The district of Savaneta: A quick history guide to the island’s first capital

265805 Pinchos- PGB promo Banner (25 x 5 cm)-5 copy

(Oranjestad)—Before Oranjestad became the island nation’s capital, Aruba’s first capital was the district of Savaneta. Here is where the cultural identity of Aruba was born, and from where the rest of the island developed into what it is today.

Savaneta is said to have been the first place where the Caquetio inhabitants first stepped foot on the island. Though there isn’t hard evidence to back this up, but considering the legend of the Cacique Arua, it is believed that there were already movements on Aruba—and Savaneta—around 88 AD.

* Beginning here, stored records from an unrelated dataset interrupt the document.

PR #917, opened 2026-08-13
feat(examples): triggers-demo-go end-to-end demo + Go skill docs (#516)

### LINKED ISSUE #516: [Go SDK] examples/triggers-demo-go end-to-end demo + skill docs

7vignesh:
## Summary

Lands a Go counterpart to `examples/triggers-demo/` (Python) and `examples/triggers-demo-ts/` (TypeScript), driven by the same unmodified `scripts/fire-events.sh`, plus a Go section in the skill reference so the `agentfield-multi-reasoner-builder` skill emits correct Go scaffolds. This is the final slice of epic #508.

## Type of change

- [ ] Bug fix
- [x] New feature
- [ ] Refactor / cleanup
- [ ] Docs only
- [ ] Tests only
- [ ] CI / tooling
- [ ] Breaking change

## What changed

New `examples/triggers-demo-go/`:

| File | Purpose |
|---|---|
| `main.go` | Three deterministic reasoners: `handle_payment` (Stripe, with a `Transform`), `handle_pr` (GitHub), `handle_tick` (cron) |
| `main_test.go` | 24 tests exercising the reasoners through the slice-3 helpers, doubling as a worked example |
| `Dockerfile` | Multi-stage build against the in-tree SDK, CGO off, alpine runtime |
| `docker-compose.yml` | Control plane plus Go agent, shared demo secrets, DID enabled |
| `scripts/fire-events.sh` | Byte-identical copy of the Python demo's script |
| `README.md` | Quick start, UI tour, memory-key table |

Memory keys and record shapes match the Python demo exactly, so the UI surfaces read the same data regardless of which demo runs.

`skills/.../references/triggers.md` gains a Go section covering both declaration forms, `Context` fields, the `FromContext` accessor, the test helpers, and a three-way comparison table. Every Go snippet in it was compiled against the real SDK rather than eyeballed. The shared wire-format and envelope sections moved from "both SDKs" to "all three".

### A defect this slice surfaced, now fixed

Writing the demo exposed a real bug in the interaction between slices 2 and 3. `SimulateEvent` attached the trigger context under a private key while handlers read it via `triggers.FromContext`, so a handler that worked in production saw a **nil context under test**. The demo's first test run failed with `received_via = direct_call, want stripe`.

This is the duplication I flagged in #915. Now that both slices are on main, the fix belongs here: `SimulateEvent` uses the shared `ApplyTransform` and `NewContext` from `dispatch.go`, and the 72-line duplicated matcher is deleted (net 61 lines removed from `testing.go`). Added a regression test asserting `FromContext` sees what `SimulateEvent` attaches, so the simulated and live paths cannot drift again.

### One structural choice

The reasoners are declared as `eventReasoner` / `scheduleReasoner` values that `main()` iterates, rather than inline inside `OnEvent` calls. The SDK exposes no public accessor for registered reasoners, so inline declarations would have been untestable without reaching into agent internals. This keeps the handlers and trigger wiring assertable from the demo module.

## Test plan

- [x] `cd examples/triggers-demo-go && go test ./...` (24 tests) and `go test -race ./...` clean
- [x] `cd sdk/go && go test -race ./triggers/` clean (86 tests, including the new drift guard)
- [x] `go build`, `go vet`, `gofmt` clean on both modules
- [x] `docker compose config` validates
- [x] Dockerfile's exact steps reproduced in a clean tree with `-mod=readonly`, confirming `go.sum` completeness
- [x] The real compiled binary registers all three triggers against a stub control plane with the expected wire payload: correct sources, event types, secret env vars, cron `expression`/`timezone` config, `accepts_webhook` auto-set to true, and `code_origin` stamped for the drift card

Not verified: the `docker compose up` image build itself, since no Docker daemon was available in this environment. The build steps and every `COPY` path were validated individually as above, but a reviewer with Docker should confirm the end-to-end `up` plus `fire-events.sh` run.

Known scope note, documented in the README: `fire-events.sh` is shared verbatim with the Python demo, and its later sections create Slack, `generic_hmac`, and `generic_bearer` triggers routed at a `handle_inbound` catch-all. The Python demo defines that reasoner; this demo and the TypeScript one do not, matching the three-reasoner scope. Those three dispatches fail while Stripe, GitHub, and cron work end to end.

## Test coverage

The deleted matcher was dead duplication replaced by the already-tested shared implementation, so no coverage is lost.

## Checklist

## Related issues / PRs

Closes #516
Completes epic #508 (Go SDK trigger system parity)
Builds on #906 (slice 1), #914 (slice 2), #915 (slice 3)
Mirrors the TypeScript demo in #796


santoshkumarradha (changes requested):
Thanks for putting this together. The Go demo and the trigger-testing helpers look solid overall, but I do not think we should commit `examples/triggers-demo-go/triggers-demo-go.exe` into the repo. It is an 11 MB built Windows artifact, and we normally generate binaries from source or publish them as release assets instead of checking them into `main`.

Can you drop that file from the PR and keep the example buildable from source only? Once that is out, I am happy to take another pass.

7vignesh:
@santoshkumarradha you're right, that should never have been committed. Dropped in 160ba517.

It was a build artifact from compiling the demo to verify it, and it got swept in because I added the whole directory instead of naming files. Also added an `examples/triggers-demo-go/.gitignore` for `triggers-demo-go` and `triggers-demo-go.exe` so a local build can't reintroduce it. Verified by rebuilding the binary and confirming git no longer sees it.

The example is unchanged otherwise and still builds from source via the Dockerfile or `go build`. Tests green.

santoshkumarradha (approved):
Thanks for the quick follow-up. Removing the checked-in binary and adding the local ignore fixes the blocker cleanly. I re-ran the Go trigger tests locally and this looks good to merge.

The Caquetios probably made their way to the island either from Venezuela, Colombia or other Caribbean islands in the region, but with good weather it was relatively easy for them to travel back and forth in their canoes. So, since the Caquetios discovered the island, Aruba found her first form of civilization.

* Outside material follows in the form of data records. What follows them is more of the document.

PR #740, opened 2026-07-09
fix(agentfield): add test for issue #624

jaythehardcoder:
## What
Adds test coverage for the behavior described in issue #624.

## Why
Fixes #624

## Testing
- [x] New test added

PR #921, opened 2026-08-16
fix(sdk/python): add AGENTFIELD_SKIP_IP_DETECTION opt-out for container IP probing

AmirF194:
## Root cause

`_build_callback_candidates()` in `sdk/python/agentfield/agent.py` calls `_detect_container_ip()` unconditionally whenever `_is_running_in_container()` is true, with no way to opt out. `_detect_container_ip()` sends blocking requests to AWS/Azure/GCP cloud-metadata endpoints (`169.254.169.254`, `metadata.google.internal`) and falls back to the third-party `api.ipify.org`, regardless of whether an explicit `AGENT_CALLBACK_URL` (or constructor `callback_url`) is already set. In a Kubernetes deployment with a restrictive `NetworkPolicy`, this fires on every agent start, flooding deny logs, and it also leaks pod egress to a third party for a best-effort candidate that most deployments never use.

## Fix

Add `AGENTFIELD_SKIP_IP_DETECTION` (default `false`, same boolean-env-var convention already used by `AGENTFIELD_LOG_PAYLOADS`/`AGENTFIELD_LOG_TRACKING`/`AGENTFIELD_LOG_FIRE` in `logger.py`) and gate the `_detect_container_ip()` call behind it. Default behavior is unchanged; the Railway-specific hint and the local-network/hostname/localhost fallbacks are untouched. Documented in `docs/ENVIRONMENT_VARIABLES.md`.

## On the prior closed attempts

Four earlier PRs on this issue (#698, #740, #770, #834) were closed as placeholder tests dropped into a root `tests/` directory that isn't part of this repo's layout, without an actual fix. This PR is different: it changes the real behavior in `sdk/python/agentfield/agent.py` and adds tests in `sdk/python/tests/test_agent_networking.py`, the file that already covers this exact function, following its existing `monkeypatch` style.

## Verification

- New tests (`test_build_callback_candidates_skips_ip_detection_when_disabled`, `test_build_callback_candidates_runs_ip_detection_by_default`, `test_ip_detection_disabled_is_case_insensitive`, `test_ip_detection_disabled_defaults_to_false`) fail on unmodified `main` (`AttributeError` / probe still called) and pass on this branch, in a clean Docker container.
- Full `sdk/python` suite (`./scripts/run_pytest.sh`) green on Python 3.10 and 3.12 (the matrix's low and high ends): 1968 passed, 4 pre-existing skips, no new failures.
- `ruff check .` on this branch reports the same 9 pre-existing findings as unmodified `main`, all inside a `build/lib/` pip-build artifact directory unrelated to this diff; nothing in the changed files.
- Not verified: an actual Kubernetes `NetworkPolicy` blocking egress (no cluster in this sandbox). The fix is a control-flow gate on an existing, already-tested function, not a change to its detection logic.


santoshkumarradha (approved):
Thanks for tightening this up. The opt-out gate is small, the networking tests passed locally, and the docs note is clear. The only remaining blocker I see is the CLA check. Once that’s signed, this should be good to go.

AmirF194:
Thanks for the review. Working on getting the CLA signed, will follow up here once it's cleared.

AbirAbbas:
Closing this in favour of #969, which lands the same opt-out from a clean-room implementation (written from #624's description, not from this diff) and also skips the probe automatically when a callback URL is already configured — the case pocesar originally reported. The CLA has been pending for ten days and we'd rather not leave #624 open longer; the diagnosis and the env-var approach were yours and #969 credits you for them. If you sign the CLA later we'd be glad to take future contributions.

AmirF194:
Thanks for the update, and for crediting the diagnosis. Glad to see #969 merged and covering the callback URL case too. Working on getting the CLA signed, would like to contribute again here.

PR #923, opened 2026-08-17
fix(sdk): preserve multimodal args with user prompt

### LINKED ISSUE #911: [Python SDK] ai() silently drops positional multimodal args when user= is also passed
## Summary

`AgentAI.ai()` silently discards **all** positional multimodal args (images, audio, video, files, text) whenever the `user=` keyword is also supplied. There is no warning and no error — the model simply never receives the image, and confidently answers as if none was given.

This is silent data loss on user-supplied input, and it fires on what is arguably the most natural way to write a vision call.

Confirmed empirically (twice) against SDK `0.1.63-rc.1`. The offending code is unchanged on `main` (currently `0.1.114`), so this is still live.

## Reproduction

Both cases run against model `openrouter/x-ai/grok-4.6`, with a real 1280x720 JPEG containing the text `Someone finally logged the damn calls`.

**Case C — positional prompt. WORKS.**

```python
result = await app.ai(
    image_from_file("photo.jpg"),
    "Transcribe the exact text in this image and describe it.",   # positional
    system="You are an image inspector.",
    schema=Out,
)
```

Result: `text_seen='Someone finally logged the damn calls'`, correct description.

**Case D — `user=` keyword. IMAGE SILENTLY DROPPED.**

```python
result = await app.ai(
    image_from_file("photo.jpg"),
    system="You are an image inspector.",
    user="Transcribe the exact text in this image.",   # user= instead of positional
    schema=Out,
)
```

Result: `text_seen=''`, `description='No image is provided or visible.'`

Note that `schema=` is **not** the cause — it is present in both cases and Case C works fine. The sole difference is `user=` vs. a positional prompt string.

## Expected vs Actual

**Expected:** Case D sends the image plus the instruction, and behaves like Case C. Passing the prompt via the parameter literally named `user` should not be a trap.

**Actual:** The image is dropped before the request is ever built. The model receives only a system message and a text-only user message. No warning, no error, no log line — the failure is indistinguishable from a model that simply cannot see.

## Root cause

`sdk/python/agentfield/agent_ai.py`, lines 641-647:

```python
# Handle flexible user input with intelligent processing
if user:
    messages.append({"role": "user", "content": user})
elif args:
    processed_content = self._process_multimodal_args(args)
    if processed_content:
        messages.extend(processed_content)
```

Because this is `if user: ... elif args:`, a truthy `user` shadows `args` entirely. `_process_multimodal_args()` is never called, so every positional argument is thrown away.

**This is not image-specific.** The same `elif` means a caller passing `user=` alongside positional *text* args loses that text too — the two input channels are mutually exclusive by accident rather than by design, and the API surface gives no hint of it.

The natural, obviously-correct-looking call is the broken one:

```python
result = await app.ai(
    image_from_file("photo.jpg"),
    system="You are an image inspector.",
    user="Transcribe the text in this image.",
    schema=Inspection,
)
```

The working form requires knowing, undocumented, to pass the prompt positionally:

```python
result = await app.ai(
    image_from_file("photo.jpg"),
    "Transcribe the text in this image.",   # positional, NOT user=
    system="You are an image inspector.",
    schema=Inspection,
)
```

## Suggested fix

**1. Preferred — merge instead of shadow.**

Build the user message from *both* sources. Process the positional args into content parts via `_process_multimodal_args()`, then append the `user=` string as an additional `{"type": "text", ...}` part in the same user message (order is a judgement call; appending the instruction after the media matches how the positional form already reads).

This makes the intuitive call work, loses nothing, and keeps every existing call site behaving identically — today no working call supplies both, precisely because supplying both is broken. It also fixes the text-args case for free.

**2. Minimum viable — fail loudly.**

If both `user` and non-empty `args` are supplied, raise a `ValueError` (or at the very least emit a warning). Silently truncating user-supplied input is the actual defect here; a loud failure is strictly better than the current behavior even if merging is deferred. But this only converts a silent bug into a papercut — it does not make the intuitive call work.

**3. Docs / DX.**

The multimodal documentation only ever demonstrates positional usage, so the `user=` conflict is entirely undocumented. Whichever fix lands, the interaction between `user=` and positional args deserves an explicit note.

I'd advocate for (1): the merge is a few lines, is backwards-compatible in practice, and removes the footgun rather than relabeling it. (2) is a reasonable stopgap if (1) needs more design discussion, and (3) should happen either way.

## Environment

- SDK: `agentfield` Python `0.1.63-rc.1` (bug reproduced); code path unchanged at `main` / `0.1.114`
- Model: `openrouter/x-ai/grok-4.6`
- File: `sdk/python/agentfield/agent_ai.py:641`

mikemikimike:
## Summary

Fixes #911 by preserving positional multimodal arguments when `user=` is also provided. Positional media/text is merged into the final user message, with the keyword prompt appended as a text content part.

## Tests

- `python -m pytest tests/test_agent_ai.py tests/test_agent_ai_comprehensive.py --no-cov -q` (30 passed)
- `python -m ruff check agentfield/agent_ai.py tests/test_agent_ai_comprehensive.py`
- `python -m ruff format --check agentfield/agent_ai.py tests/test_agent_ai_comprehensive.py`

The default SDK suite also ran; its 11 failures are unrelated Windows environment/encoding and shell-subprocess tests.

### DIFF
--- a/sdk/python/agentfield/agent_ai.py
+++ b/sdk/python/agentfield/agent_ai.py
@@ -655,13 +655,34 @@ class AgentAI:
             if system:
                 messages.append({"role": "system", "content": system})
 
-        # Handle flexible user input with intelligent processing
-        if user:
-            messages.append({"role": "user", "content": user})
-        elif args:
-            processed_content = self._process_multimodal_args(args)
-            if processed_content:
-                messages.extend(processed_content)
+        # Handle flexible user input with intelligent processing. When both
+        # input styles are used, keep the positional multimodal content and
+        # append the keyword prompt to the final user message.
+        processed_content = self._process_multimodal_args(args) if args else []
+        if user and processed_content:
+            user_message = next(
+                (
+                    message
+                    for message in reversed(processed_content)
+                    if message.get("role") == "user"
+                ),
+                None,
+            )
+            if user_message is not None:
+                content = user_message.get("content")
+                if isinstance(content, list):
+                    content.append({"type": "text", "text": user})
+                else:
+                    user_message["content"] = [
+                        {"type": "text", "text": content},
+                        {"type": "text", "text": user},
+                    ]
+            else:
+                processed_content.append({"role": "user", "content": user})
+        elif user:
+            processed_content.append({"role": "user", "content": user})
+
+        messages.extend(processed_content)
 
         litellm_module = litellm if hasattr(litellm, "acompletion") else None
 
--- a/sdk/python/tests/test_agent_ai_comprehensive.py
+++ b/sdk/python/tests/test_agent_ai_comprehensive.py
@@ -173,6 +173,39 @@ async def test_ai_multimodal_input_processing(monkeypatch, agent_with_ai):
 
 
 @pytest.mark.asyncio
+async def test_ai_merges_user_keyword_with_positional_multimodal_args(
+    monkeypatch, agent_with_ai
+):
+    """Keep positional media and text when a keyword user prompt is supplied."""
+    from agentfield.multimodal import Image, Text
+
+    litellm_module = setup_litellm_stub(monkeypatch)
+    litellm_module.acompletion.return_value = make_chat_response("image analyzed")
+
+    ai = AgentAI(agent_with_ai)
+    await ai.ai(
+        Image.from_url("https://example.com/image.jpg"),
+        Text(text="Positional context"),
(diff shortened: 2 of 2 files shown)


santoshkumarradha (approved):
Thanks, this fixes the multimodal/user merge path cleanly. I reran the targeted Python tests locally and the positional media plus keyword prompt behavior looks right. This looks good to merge.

It wasn’t until 1499 when Aruba met another group of people who set foot on the island: the Spanish explorer Alonso de Ojeda. De Ojeda first took notice of Aruba off the coast of Venezuela, during his exploration of the Latin American country. This was on August 9th, 1499. However, de Ojeda didn’t actually sail to the island till 4 days later, on August 23rd, 1499. This was the beginning of the Spanish era on Aruba (1499-1636).

Alonso usually didn’t stop at every island or land he saw, especially not in the Caribbean. He would often take notice of land from afar and continue sailing. However, Aruba was an exception. He had heard that there were “quebracho” trees on the island, which were commonly used to produce dye or paint. But since these trees could not be found in Savaneta, he continued to search in the area of what is now known as Santa Cruz. The best way to transport the tree barks was via a route passing through Savaneta, and so the first road between Savaneta and Santa Cruz was made.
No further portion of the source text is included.